**What to produce**
Each line that includes "test" must be copied from the records.

[Saved data entries]
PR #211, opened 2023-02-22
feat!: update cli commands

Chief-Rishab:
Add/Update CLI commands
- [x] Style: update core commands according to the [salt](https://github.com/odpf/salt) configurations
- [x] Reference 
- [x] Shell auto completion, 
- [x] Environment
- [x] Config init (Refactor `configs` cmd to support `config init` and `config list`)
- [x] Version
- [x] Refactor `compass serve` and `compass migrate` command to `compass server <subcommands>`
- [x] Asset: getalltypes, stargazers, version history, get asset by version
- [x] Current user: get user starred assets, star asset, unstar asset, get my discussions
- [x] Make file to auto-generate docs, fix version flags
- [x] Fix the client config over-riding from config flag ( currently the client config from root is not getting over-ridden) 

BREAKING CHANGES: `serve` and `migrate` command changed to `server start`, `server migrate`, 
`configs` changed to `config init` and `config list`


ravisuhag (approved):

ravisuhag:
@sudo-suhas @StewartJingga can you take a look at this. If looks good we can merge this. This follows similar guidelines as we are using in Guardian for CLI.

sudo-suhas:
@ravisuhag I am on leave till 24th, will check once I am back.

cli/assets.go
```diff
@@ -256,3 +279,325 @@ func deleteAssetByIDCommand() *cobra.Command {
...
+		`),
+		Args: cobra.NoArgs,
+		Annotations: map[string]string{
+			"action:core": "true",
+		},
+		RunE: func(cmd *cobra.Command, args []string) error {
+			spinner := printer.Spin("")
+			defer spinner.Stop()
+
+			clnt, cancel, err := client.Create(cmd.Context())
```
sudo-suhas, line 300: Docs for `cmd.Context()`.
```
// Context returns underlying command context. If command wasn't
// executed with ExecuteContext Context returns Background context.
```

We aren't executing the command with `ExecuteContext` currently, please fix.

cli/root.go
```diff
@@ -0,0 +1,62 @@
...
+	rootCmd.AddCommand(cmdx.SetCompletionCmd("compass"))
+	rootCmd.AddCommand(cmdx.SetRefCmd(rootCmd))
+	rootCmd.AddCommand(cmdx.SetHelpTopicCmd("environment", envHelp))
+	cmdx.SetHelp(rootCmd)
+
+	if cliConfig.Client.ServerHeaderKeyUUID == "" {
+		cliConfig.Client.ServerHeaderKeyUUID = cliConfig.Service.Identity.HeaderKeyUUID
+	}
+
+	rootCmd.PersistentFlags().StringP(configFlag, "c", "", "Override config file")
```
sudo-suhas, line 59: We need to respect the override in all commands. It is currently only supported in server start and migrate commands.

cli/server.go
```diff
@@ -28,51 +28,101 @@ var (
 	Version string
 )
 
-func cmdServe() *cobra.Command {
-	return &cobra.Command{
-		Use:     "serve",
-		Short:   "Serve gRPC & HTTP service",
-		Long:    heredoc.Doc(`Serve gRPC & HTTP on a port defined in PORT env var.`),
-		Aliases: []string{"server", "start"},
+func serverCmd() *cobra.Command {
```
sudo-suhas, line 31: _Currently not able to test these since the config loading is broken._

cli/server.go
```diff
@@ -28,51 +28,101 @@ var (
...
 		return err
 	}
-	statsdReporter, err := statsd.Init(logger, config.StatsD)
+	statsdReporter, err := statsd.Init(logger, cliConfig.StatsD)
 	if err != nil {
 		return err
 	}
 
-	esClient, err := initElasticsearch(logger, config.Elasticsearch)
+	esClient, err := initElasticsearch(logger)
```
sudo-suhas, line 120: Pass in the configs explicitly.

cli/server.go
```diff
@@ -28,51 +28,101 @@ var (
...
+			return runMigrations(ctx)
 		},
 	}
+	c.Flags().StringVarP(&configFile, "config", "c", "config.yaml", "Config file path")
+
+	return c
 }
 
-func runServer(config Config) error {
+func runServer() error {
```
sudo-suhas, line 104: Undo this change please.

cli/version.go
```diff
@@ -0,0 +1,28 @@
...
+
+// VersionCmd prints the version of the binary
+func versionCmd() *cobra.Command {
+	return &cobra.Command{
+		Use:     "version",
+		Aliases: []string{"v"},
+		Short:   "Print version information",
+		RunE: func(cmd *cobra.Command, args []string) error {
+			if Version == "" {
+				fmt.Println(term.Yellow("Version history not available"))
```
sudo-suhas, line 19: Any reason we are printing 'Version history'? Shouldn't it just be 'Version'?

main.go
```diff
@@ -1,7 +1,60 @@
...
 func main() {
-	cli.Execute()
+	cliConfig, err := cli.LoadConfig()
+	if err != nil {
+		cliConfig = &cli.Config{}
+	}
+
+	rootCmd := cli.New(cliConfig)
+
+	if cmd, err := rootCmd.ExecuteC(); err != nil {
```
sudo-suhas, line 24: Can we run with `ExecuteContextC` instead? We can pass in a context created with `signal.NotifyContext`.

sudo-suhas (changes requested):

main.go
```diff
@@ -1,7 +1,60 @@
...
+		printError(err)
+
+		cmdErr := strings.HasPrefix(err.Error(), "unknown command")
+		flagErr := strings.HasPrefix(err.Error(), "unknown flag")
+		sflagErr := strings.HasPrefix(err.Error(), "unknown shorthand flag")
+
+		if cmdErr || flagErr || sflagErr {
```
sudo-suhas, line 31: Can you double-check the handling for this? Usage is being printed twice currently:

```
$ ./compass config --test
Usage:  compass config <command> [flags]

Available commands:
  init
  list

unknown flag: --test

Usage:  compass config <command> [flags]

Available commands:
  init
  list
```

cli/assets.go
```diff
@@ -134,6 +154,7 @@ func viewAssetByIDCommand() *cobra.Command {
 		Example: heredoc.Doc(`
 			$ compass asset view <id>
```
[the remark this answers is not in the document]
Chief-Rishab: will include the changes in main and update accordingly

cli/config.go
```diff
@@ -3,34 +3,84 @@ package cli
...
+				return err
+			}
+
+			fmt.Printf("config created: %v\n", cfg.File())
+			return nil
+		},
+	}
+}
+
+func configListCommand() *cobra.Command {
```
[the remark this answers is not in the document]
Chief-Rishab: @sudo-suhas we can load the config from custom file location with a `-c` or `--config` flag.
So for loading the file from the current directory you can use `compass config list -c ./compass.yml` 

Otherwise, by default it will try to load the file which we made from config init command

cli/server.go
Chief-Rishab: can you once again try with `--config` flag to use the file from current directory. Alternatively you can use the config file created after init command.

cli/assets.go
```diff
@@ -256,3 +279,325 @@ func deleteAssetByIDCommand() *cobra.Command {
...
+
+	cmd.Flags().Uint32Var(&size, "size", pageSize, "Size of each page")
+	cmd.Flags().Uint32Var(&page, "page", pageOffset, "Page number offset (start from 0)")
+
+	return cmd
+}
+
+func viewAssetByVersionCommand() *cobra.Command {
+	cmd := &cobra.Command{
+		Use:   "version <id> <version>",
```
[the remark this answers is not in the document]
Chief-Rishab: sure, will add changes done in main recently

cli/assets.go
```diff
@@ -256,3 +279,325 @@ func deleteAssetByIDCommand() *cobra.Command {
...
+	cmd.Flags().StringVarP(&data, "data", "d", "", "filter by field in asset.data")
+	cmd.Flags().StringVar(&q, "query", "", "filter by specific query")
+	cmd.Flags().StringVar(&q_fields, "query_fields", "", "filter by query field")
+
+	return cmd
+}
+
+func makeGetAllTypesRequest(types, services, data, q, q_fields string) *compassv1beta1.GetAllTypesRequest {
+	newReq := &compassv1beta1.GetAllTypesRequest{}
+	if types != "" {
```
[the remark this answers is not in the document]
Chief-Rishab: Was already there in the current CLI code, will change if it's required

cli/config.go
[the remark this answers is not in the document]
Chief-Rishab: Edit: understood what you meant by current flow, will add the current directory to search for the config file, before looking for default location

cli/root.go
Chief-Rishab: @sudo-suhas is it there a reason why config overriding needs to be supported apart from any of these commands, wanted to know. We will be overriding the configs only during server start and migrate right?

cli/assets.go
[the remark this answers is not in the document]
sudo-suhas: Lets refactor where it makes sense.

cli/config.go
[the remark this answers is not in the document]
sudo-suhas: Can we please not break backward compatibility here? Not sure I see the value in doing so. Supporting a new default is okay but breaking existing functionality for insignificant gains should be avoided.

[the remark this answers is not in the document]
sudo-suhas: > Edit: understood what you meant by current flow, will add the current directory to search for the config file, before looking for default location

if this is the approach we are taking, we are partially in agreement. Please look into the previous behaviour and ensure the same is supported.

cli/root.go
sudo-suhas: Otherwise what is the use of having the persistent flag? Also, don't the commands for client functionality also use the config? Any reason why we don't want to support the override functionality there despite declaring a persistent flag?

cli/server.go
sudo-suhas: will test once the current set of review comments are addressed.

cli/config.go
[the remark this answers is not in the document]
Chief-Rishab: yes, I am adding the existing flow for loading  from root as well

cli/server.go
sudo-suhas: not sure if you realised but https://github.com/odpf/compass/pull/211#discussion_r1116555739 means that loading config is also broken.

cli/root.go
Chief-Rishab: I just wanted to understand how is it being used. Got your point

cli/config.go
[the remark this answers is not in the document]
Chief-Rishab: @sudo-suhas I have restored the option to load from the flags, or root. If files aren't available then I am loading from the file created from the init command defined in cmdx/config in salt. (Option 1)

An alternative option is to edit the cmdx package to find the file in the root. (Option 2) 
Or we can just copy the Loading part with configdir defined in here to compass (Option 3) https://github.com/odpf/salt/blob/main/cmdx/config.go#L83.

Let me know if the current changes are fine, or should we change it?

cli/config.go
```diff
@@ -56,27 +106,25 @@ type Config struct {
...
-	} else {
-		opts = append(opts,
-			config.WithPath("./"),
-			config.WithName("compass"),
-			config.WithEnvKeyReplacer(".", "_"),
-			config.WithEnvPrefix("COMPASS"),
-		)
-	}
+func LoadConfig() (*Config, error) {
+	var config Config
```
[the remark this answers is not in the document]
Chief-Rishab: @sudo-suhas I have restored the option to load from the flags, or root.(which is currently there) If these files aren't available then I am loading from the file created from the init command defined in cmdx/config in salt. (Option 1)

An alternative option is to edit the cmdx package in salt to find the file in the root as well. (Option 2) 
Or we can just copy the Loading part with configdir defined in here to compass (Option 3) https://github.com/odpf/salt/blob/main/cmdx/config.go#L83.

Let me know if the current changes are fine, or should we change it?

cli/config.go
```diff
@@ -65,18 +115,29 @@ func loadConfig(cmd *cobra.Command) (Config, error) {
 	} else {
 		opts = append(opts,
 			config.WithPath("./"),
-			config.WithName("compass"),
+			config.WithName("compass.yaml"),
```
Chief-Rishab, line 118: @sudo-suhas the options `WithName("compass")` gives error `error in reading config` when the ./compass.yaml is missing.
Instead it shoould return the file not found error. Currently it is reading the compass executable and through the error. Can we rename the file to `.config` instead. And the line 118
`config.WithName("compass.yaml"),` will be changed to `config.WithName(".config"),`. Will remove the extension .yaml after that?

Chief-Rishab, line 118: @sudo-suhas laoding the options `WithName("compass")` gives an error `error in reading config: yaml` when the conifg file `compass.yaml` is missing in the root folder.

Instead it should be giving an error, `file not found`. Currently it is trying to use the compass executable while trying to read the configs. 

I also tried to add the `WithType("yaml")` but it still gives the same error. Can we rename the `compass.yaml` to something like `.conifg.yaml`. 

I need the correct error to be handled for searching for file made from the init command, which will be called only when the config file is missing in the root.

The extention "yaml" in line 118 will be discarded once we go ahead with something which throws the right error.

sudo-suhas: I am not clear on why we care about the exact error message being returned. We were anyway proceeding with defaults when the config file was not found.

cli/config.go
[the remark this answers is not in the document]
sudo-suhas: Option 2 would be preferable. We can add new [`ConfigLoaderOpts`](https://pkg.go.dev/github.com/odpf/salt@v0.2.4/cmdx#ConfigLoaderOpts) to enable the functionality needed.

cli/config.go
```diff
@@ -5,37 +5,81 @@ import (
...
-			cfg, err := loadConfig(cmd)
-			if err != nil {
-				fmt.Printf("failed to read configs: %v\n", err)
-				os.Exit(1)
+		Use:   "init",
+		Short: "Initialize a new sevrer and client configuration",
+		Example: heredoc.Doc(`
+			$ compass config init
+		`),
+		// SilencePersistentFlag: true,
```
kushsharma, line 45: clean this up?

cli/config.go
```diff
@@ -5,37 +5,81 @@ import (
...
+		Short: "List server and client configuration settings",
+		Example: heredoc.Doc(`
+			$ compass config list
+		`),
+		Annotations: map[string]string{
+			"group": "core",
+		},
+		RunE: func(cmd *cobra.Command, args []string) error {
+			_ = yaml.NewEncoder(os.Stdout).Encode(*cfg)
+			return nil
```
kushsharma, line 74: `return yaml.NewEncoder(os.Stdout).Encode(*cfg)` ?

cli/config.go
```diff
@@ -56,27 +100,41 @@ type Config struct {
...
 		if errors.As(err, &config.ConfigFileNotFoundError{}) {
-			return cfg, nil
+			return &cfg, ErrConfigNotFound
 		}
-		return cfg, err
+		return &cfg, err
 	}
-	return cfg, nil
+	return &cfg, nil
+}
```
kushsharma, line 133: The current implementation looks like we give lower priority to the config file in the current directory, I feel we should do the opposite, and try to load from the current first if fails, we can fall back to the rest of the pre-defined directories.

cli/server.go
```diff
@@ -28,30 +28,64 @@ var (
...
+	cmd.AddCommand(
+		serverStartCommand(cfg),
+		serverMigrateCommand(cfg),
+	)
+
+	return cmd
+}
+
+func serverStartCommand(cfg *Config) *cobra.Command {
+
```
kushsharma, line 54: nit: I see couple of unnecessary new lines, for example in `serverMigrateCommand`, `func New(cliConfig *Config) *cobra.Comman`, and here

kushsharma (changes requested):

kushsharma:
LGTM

**Output for this exercise**
sudo-suhas, line 31: _Currently not able to test these since the config loading is broken._
$ ./compass config --test
unknown flag: --test
sudo-suhas: will test once the current set of review comments are addressed.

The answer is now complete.